Victoria's Snow
by JestaAriadne October 2001

~

Victoria was playing with the snow. What a stupid cliché I've become... Snow White herself... I hate this... The pure white kitten picked up a pawful of snow and dumped it on top of the mound at her side. Vaguely, she thought: why does no one remember how cold snow is? Automatically she patted it flat. Pawful by pawful, hour by hour, the mound had grown to her head height. It had started as a sculpture of something, not that even then Victoria had had any clear idea of the shape. But there was no point in bothering with that. She just had to build it higher...

You should be dancing... Dancing, always dancing before. To dance was to release herself from- everything. Normally. But the solemn stars would give her no music and her paws were numb with cold. There was only the snow now. Snow does not dance. It has learnt. The snowflakes dance and twirl through the air, but fall down until they are lost in the mass of their brethren on the ground. Snow is serene, snow is white, snow is beautiful.

The night was quiet. It was peaceful; no one disturbed her work. No one here to talk to her, to question her... Except herself.
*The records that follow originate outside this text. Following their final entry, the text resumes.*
PR #762, opened 2020-11-09
Add lockfile-lint

XhmikosR:
I'm going to rebase after #761 

BTW we could probably split the actions later and move lint to a separate action which would run only once.


raineorshine:
Looks good!

PR #42, opened 2018-10-19
[CDEC-617] Function notation improvement in terms of aliases

mdimjasevic:
This simply introduces two alieses:

```latex
% Partial and total function aliases
\newcommand{\totalf}{\to}
\newcommand{\partialf}{\mapsto}
```

Given that I made this PR on the same branch as another PR, the difference tab shows changes that were merged in that other PR too, which I don't know how to hide without pulling in other stuff that got merged to `master` in the meantime.


dnadales (approved):
The objection I have is that this reads a bit awkward: `A \to B` reads more natural than `A \totalf B`.

mdimjasevic:
You're right, but this one has two advantages over using these symbols directly:

* the name communicates better what this is about (given we don't have types in TeX or something alike to do this)
* in case we change our mind at some point on notation, it will be quite easy to update the notation. It will boil down to updating aliases and that's it.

What are you doing Victoria?....I'm playing with the snow....What's the point?...Why not? What's the point of anything? I'm doing something useful.... What are you trying to prove, Victoria?

Who calls me Victoria?

She shivered again. The half moon was glaring silver icicles at her, as if scorning her to be intruding that private spectacle. But I belong here... she protested. The shining white snow, the bleached moon, the strangely cold light from the street lamps... and her, the snow kitten, all white. And all fading. We all know... We all know that nothing white can last... Beautiful, white things; loved for our beauty, but only for a short time... Snow melts away, dirtied as it is kicked about and played with, and gone by the cleansing rainfall. Moonlight wanes and fades as the showy splendour of the sun overtakes it. And the street lamps will die yet again by the dawn.
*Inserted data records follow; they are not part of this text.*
Issue #27, opened 2018-10-12
Safely remove Boundary blocks


ruhatch:
Similarly to the removal of SSC types, we want to remove epoch boundary blocks, while maintaining compatibility with the old on-the-wire format. To do that we encode blocks, wrapped with the old tag for `MainBlock`s and we decode by either dropping boundary blocks or decoding `MainBlock`s as before.

To be able to check hashes of old style blocks, we only need to be able to hash the serialized representation of the header. We should be able to extract this using the new CBOR decoding-with-offsets work, without ever decoding to a Haskell type.

PR #44, opened 2018-10-19
[#27] Safely remove Boundary blocks

ruhatch:
Remove boundary blocks, using a `Dropper` to decode ones from the Byron blockchain. Once they are removed the `GenericBlock` becomes obsolete, so we can simplify all the block types a lot.


nc6:
The changes here look reasonable; however, I'm not certain that it's plausible to do this. While boundary blocks are not distributed, they are concretely a part of the blockchain: their hashes are used as the parent hash for subsequent blocks. If we drop them entirely, then the chain will not be valid by the most basic of validation semantics (unless we explicitly drop this rule).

Another pawful. Beads of ice had formed all over her fur and she was soaked to the skin. Coat wet and bedraggled probably - but still white, still clean. The snow here on the pavement was mostly clean, fallen fresh and new just before nightfall. Still, a few cars must have passed by since then; the soft white of the road had been marred by foul brown tyre tracks. Victoria looked at them with distaste. Dirty. The snow is dirtied and it's not pure white anymore. I hate it. White is beautiful. I hate white. I hate it all. But it's perfect.

Why are you here, Victoria? Where are you anyway?....Who cares? I've found this street and it's mine now, because I am building here. Here, everything is beautiful. Everything is quiet. Everything is white. The mound of snow.... There was no more snow that came easily to paw. She would have to get up and walk to reach some Or maybe now she had finished. Dawn was coming. She could go now...

The moon watched her with disdain. You think you belong? Prove it! Stay. Obedient, Victoria started to dig into the mound she had made. Something inside her argued: What are you doing?? It's freezing. You CAN'T stay here! Can't? A challenge. Can, then. Must. How did you get this screwed up? What are you trying to prove?... Shut up, stop getting in the way.... Snow, soft as her fur and the same pure white, like a down mattress. She was sleepy. Don't... When she had dug a big enough aperture, she climbed into the shimmering hole. And, majestically, gracefully, and absolutely silently, the pile of snow collapsed around her, giving to her in reality the blanket of snow she'd so often been given in metaphor. If you belong, stay. Remain here, beautiful forever.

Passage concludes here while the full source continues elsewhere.